* Directions for this task
Your task is to filter the data below down to the lines holding "original".

Stored data entries
________________
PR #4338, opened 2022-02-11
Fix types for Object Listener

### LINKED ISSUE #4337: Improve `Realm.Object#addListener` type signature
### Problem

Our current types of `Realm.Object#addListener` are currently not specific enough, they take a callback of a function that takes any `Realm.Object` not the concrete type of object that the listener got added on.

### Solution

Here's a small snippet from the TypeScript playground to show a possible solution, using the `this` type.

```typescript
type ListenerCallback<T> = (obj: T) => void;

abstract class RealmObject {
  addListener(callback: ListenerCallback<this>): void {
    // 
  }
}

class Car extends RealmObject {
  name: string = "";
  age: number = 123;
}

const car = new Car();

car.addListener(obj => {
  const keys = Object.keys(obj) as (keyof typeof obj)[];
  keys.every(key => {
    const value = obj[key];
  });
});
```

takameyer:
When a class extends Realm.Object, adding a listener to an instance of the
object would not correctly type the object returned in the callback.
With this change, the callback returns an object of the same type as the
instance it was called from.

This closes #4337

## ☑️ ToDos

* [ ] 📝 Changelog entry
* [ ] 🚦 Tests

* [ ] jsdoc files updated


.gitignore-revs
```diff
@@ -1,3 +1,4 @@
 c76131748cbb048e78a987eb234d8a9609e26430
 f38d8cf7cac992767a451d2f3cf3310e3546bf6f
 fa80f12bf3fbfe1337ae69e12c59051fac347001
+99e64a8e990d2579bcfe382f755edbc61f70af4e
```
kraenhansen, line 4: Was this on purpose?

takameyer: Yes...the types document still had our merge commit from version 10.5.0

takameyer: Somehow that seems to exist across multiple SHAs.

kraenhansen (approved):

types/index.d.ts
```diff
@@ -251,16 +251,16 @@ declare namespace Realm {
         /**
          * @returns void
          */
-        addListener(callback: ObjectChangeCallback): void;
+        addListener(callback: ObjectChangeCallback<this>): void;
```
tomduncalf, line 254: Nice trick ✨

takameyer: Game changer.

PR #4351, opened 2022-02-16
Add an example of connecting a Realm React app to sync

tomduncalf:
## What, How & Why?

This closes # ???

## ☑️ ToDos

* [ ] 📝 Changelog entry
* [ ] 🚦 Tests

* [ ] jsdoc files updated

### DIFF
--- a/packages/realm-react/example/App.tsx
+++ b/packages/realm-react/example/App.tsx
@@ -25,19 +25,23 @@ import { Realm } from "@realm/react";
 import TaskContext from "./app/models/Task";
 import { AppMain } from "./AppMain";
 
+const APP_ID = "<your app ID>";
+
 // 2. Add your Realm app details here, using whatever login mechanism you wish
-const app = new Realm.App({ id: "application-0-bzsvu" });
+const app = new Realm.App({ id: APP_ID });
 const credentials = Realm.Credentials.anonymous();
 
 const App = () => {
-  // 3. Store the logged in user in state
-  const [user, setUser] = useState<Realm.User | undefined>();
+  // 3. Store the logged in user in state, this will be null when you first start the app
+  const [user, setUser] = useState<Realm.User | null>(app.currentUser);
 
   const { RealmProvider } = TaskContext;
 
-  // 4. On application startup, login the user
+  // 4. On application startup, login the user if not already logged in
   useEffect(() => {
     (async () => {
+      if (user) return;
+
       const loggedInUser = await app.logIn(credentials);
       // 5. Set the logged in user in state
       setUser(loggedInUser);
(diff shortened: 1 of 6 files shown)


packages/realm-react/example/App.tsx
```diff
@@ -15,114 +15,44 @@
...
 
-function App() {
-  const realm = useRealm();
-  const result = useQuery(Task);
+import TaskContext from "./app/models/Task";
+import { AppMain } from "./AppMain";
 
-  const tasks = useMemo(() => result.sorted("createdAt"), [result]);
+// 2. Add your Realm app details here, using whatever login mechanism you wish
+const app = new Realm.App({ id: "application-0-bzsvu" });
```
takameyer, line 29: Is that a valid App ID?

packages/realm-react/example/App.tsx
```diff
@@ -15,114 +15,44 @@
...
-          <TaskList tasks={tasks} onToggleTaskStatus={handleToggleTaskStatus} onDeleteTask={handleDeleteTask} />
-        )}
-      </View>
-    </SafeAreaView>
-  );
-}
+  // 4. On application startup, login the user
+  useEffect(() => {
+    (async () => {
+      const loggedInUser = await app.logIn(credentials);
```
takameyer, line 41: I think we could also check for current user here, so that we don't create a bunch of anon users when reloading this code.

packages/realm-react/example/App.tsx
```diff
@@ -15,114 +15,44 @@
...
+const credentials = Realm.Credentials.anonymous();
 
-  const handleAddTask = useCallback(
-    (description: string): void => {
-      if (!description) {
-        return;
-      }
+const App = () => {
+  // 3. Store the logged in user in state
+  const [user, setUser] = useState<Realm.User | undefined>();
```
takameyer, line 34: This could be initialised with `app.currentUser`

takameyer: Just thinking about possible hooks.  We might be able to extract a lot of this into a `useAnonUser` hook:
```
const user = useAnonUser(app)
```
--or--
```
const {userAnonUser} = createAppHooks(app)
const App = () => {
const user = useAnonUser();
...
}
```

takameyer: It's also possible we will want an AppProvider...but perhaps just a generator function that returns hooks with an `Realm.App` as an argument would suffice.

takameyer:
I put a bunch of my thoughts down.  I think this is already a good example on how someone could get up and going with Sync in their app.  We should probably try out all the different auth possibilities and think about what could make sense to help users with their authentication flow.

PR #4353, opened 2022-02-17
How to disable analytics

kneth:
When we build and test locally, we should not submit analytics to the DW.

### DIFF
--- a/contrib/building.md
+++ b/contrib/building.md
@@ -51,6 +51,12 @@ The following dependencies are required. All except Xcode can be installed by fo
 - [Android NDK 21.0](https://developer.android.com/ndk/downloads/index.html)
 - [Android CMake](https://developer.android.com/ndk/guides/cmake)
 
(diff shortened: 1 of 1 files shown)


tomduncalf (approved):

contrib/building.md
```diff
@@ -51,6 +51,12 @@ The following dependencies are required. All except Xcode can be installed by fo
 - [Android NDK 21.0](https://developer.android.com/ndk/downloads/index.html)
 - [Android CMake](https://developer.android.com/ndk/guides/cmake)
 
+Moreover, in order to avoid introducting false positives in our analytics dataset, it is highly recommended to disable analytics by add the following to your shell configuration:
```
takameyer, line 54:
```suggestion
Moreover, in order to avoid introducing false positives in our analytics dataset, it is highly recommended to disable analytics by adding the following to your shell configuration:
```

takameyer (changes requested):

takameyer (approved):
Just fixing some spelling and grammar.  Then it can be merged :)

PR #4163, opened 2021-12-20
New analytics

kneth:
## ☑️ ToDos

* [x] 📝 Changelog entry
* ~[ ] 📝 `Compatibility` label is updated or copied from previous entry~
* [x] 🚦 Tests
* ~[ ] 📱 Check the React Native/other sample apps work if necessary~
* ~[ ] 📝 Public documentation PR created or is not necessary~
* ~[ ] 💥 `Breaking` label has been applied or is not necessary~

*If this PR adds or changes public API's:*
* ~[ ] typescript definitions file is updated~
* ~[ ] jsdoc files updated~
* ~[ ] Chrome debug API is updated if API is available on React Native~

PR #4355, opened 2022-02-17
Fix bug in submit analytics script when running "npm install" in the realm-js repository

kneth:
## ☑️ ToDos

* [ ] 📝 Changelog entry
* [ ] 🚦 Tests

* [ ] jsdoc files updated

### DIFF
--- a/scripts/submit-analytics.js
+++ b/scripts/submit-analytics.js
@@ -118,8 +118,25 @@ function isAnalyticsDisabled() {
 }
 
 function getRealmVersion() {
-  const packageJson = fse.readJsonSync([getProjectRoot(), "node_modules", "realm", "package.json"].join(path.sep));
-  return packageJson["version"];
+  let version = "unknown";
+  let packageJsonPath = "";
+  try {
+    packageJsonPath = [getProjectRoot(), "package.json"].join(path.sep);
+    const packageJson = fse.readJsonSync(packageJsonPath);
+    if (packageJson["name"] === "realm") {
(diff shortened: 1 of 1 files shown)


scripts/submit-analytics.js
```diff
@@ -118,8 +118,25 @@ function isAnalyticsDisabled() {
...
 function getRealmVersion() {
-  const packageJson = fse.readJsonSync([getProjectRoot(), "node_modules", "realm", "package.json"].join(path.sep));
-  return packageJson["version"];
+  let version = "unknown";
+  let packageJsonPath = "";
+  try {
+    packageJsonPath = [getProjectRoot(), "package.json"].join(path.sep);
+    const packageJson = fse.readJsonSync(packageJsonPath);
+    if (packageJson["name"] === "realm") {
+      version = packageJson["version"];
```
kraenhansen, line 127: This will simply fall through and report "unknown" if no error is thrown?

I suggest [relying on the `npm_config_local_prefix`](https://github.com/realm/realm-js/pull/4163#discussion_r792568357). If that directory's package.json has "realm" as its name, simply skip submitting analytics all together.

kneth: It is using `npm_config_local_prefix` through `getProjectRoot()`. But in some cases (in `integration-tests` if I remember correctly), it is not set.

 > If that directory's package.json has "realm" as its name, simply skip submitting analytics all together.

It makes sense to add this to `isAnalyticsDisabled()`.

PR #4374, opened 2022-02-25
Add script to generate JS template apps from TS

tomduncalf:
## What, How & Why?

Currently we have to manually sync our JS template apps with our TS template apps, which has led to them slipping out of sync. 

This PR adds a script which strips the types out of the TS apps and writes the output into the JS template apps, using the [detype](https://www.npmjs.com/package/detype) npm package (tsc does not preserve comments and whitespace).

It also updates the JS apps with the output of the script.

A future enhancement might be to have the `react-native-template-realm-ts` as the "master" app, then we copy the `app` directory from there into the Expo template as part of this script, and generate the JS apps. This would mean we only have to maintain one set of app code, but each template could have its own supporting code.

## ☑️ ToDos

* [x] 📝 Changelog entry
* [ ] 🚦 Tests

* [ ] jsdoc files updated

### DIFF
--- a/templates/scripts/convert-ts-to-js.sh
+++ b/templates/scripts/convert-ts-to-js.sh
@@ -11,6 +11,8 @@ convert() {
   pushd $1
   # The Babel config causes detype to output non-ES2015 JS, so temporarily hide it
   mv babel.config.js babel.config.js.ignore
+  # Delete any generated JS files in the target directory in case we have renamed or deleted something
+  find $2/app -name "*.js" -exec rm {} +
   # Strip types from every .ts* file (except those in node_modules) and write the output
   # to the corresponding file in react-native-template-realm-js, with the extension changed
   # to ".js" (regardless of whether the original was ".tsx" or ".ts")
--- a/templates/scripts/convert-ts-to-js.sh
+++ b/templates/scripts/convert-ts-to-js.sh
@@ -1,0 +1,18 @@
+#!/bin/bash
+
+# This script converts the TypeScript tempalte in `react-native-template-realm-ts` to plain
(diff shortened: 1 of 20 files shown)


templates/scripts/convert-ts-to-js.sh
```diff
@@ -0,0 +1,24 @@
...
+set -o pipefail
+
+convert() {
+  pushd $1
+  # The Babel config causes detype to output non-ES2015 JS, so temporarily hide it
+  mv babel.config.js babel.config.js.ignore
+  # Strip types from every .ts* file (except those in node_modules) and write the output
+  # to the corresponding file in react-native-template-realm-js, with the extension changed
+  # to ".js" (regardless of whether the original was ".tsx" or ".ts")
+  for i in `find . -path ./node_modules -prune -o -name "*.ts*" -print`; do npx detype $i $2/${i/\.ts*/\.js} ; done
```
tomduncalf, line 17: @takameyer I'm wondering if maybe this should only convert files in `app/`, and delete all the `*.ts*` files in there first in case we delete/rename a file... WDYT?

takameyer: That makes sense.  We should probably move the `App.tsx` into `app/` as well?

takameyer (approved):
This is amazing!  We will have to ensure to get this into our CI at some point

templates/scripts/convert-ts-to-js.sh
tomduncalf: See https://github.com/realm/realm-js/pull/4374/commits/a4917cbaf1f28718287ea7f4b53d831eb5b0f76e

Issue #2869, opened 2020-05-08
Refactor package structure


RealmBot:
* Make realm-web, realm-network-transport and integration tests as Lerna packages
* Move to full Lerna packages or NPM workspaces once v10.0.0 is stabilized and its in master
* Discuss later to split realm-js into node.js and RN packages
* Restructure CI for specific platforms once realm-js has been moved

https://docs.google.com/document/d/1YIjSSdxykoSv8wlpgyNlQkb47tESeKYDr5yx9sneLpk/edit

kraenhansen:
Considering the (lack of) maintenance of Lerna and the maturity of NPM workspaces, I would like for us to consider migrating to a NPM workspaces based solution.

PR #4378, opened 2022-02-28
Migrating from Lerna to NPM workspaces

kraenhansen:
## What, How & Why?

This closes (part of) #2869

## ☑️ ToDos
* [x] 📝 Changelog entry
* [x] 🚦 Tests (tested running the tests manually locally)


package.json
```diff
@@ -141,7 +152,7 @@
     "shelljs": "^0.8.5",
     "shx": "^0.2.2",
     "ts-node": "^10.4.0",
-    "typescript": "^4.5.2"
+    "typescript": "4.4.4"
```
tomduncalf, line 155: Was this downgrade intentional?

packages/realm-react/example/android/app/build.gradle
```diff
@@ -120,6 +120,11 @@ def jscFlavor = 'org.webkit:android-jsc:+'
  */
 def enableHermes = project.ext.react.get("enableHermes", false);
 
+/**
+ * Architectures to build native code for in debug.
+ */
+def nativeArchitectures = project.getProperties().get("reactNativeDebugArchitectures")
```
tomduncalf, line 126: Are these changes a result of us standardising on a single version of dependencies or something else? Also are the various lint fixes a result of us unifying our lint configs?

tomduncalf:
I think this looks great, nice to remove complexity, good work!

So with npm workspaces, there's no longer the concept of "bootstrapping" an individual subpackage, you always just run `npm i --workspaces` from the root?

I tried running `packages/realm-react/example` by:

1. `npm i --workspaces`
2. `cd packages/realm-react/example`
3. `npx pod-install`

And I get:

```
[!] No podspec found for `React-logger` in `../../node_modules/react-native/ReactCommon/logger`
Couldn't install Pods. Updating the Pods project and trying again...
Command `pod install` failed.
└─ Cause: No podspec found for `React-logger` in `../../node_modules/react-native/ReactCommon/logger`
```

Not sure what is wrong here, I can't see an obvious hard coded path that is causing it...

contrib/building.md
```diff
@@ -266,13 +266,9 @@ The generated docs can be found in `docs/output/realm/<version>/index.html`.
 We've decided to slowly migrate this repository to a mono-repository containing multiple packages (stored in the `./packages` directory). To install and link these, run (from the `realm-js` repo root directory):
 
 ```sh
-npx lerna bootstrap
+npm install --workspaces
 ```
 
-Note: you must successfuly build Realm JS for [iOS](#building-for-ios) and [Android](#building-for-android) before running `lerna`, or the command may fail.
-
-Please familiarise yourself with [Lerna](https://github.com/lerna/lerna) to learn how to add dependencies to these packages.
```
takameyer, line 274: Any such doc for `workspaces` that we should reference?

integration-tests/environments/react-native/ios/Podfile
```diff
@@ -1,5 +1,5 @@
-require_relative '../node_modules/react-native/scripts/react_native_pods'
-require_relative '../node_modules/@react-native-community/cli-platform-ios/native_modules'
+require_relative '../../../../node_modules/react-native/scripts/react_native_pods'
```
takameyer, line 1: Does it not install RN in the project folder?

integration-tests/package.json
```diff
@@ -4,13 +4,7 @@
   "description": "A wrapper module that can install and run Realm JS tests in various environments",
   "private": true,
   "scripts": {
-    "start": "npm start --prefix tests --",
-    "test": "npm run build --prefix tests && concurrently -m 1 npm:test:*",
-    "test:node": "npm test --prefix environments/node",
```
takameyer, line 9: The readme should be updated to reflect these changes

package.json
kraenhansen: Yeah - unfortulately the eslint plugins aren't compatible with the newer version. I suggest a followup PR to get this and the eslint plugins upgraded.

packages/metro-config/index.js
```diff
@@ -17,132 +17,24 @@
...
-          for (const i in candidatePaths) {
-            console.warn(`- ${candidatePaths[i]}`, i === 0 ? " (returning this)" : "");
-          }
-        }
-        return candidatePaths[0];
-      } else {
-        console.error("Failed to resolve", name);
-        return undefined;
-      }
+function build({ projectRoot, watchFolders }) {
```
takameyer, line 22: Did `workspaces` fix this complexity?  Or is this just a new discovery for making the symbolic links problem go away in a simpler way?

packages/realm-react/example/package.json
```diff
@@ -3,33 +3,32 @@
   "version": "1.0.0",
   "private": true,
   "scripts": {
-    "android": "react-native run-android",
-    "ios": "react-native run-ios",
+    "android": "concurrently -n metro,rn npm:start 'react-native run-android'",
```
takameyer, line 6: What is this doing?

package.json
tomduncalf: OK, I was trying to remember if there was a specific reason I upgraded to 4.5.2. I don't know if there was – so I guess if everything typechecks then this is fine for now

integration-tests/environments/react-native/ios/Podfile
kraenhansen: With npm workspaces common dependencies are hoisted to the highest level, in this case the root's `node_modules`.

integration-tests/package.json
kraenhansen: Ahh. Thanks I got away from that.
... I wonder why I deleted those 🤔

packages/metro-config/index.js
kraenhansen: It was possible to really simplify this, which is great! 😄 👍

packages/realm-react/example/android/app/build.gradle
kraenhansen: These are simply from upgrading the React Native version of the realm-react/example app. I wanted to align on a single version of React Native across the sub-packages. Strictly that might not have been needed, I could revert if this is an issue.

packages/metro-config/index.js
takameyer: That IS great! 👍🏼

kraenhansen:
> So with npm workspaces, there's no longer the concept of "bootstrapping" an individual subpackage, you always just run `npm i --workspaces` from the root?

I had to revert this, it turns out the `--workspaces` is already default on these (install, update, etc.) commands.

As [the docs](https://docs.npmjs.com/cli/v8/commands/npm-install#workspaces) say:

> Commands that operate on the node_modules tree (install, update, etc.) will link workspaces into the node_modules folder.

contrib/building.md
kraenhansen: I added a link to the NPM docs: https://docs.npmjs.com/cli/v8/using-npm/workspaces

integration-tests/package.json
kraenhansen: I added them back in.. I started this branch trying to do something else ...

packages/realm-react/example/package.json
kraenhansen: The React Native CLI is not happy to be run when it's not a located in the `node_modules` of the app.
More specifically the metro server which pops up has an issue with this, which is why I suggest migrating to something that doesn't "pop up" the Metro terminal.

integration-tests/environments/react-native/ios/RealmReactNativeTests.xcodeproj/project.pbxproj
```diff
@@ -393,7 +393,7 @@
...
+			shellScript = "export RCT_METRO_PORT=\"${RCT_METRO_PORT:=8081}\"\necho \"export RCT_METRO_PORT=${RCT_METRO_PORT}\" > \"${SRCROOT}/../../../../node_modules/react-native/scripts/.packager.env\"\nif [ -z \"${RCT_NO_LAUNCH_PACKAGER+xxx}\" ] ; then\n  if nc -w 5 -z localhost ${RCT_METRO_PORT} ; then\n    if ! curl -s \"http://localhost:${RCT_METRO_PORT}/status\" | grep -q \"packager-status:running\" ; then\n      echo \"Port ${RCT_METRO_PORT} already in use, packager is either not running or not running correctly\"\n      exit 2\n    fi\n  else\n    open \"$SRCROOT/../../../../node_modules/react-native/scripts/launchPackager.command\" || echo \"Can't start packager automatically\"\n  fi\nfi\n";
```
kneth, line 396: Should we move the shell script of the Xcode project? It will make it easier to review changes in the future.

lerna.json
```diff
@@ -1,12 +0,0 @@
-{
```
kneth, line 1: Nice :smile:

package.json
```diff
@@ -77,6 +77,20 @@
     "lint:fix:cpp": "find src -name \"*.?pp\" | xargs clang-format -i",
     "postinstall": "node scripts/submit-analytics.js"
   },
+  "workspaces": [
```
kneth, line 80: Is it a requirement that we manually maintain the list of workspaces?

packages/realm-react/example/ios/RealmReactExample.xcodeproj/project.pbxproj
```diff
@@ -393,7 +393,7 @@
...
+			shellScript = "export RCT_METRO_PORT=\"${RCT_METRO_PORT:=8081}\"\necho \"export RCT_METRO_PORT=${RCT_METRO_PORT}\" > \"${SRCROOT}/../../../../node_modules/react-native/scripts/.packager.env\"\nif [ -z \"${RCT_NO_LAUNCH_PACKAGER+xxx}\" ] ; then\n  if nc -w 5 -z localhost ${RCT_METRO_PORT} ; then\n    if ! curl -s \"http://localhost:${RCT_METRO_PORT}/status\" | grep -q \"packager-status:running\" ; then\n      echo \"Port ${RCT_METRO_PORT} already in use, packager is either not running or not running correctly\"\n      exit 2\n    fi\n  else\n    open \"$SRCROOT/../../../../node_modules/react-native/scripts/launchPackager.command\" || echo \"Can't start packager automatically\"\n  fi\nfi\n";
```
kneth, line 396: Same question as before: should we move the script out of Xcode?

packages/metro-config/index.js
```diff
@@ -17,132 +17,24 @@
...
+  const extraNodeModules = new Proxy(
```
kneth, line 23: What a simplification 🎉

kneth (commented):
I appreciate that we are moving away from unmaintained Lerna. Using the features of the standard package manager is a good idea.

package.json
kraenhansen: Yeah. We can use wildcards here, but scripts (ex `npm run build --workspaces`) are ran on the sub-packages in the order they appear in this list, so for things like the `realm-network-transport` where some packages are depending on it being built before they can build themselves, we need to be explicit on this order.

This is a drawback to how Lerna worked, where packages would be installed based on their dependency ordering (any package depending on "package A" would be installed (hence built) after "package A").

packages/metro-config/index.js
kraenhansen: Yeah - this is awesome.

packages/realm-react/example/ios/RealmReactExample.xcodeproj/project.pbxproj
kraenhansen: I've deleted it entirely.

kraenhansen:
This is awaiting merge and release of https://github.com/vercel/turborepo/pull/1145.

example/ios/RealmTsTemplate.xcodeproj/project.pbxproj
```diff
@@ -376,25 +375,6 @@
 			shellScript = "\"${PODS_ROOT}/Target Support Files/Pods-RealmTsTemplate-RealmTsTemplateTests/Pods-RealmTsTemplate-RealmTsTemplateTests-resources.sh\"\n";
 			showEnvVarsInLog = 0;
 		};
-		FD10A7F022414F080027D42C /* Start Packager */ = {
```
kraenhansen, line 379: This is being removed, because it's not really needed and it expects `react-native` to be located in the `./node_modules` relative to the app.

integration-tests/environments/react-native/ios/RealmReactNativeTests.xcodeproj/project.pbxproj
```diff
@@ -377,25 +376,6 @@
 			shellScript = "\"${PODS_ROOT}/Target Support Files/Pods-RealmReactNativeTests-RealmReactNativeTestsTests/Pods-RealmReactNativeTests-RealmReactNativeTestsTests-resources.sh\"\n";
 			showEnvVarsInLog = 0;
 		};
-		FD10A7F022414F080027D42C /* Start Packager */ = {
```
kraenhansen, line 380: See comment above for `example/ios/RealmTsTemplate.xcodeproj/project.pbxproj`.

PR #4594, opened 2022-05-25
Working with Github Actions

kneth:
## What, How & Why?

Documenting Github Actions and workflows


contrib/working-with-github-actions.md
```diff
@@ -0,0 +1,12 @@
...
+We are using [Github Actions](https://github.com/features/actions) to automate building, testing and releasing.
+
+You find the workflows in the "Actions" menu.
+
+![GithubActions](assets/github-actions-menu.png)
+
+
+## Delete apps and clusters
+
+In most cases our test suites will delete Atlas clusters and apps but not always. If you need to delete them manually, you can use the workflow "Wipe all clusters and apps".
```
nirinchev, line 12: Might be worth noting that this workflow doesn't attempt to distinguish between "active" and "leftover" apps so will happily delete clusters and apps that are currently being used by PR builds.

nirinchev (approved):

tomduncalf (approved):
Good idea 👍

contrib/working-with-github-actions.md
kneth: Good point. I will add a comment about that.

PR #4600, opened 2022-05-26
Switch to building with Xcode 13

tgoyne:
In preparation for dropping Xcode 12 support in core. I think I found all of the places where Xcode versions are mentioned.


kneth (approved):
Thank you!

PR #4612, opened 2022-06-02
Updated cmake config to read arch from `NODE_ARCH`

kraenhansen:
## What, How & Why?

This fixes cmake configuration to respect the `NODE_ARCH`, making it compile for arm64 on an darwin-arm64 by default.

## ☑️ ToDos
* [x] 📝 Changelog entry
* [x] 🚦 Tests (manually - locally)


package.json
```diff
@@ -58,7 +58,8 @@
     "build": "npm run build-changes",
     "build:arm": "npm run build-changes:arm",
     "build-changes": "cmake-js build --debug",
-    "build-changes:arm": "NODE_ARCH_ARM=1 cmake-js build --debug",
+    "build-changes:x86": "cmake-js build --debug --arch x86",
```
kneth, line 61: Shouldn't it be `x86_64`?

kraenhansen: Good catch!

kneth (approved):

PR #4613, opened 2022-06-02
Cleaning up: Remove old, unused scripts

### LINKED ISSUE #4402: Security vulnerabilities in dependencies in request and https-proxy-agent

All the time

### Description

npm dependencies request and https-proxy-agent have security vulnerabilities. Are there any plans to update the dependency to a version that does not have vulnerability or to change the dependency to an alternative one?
________________
* Result
   # to ".js" (regardless of whether the original was ".tsx" or ".ts")
+  # to ".js" (regardless of whether the original was ".tsx" or ".ts")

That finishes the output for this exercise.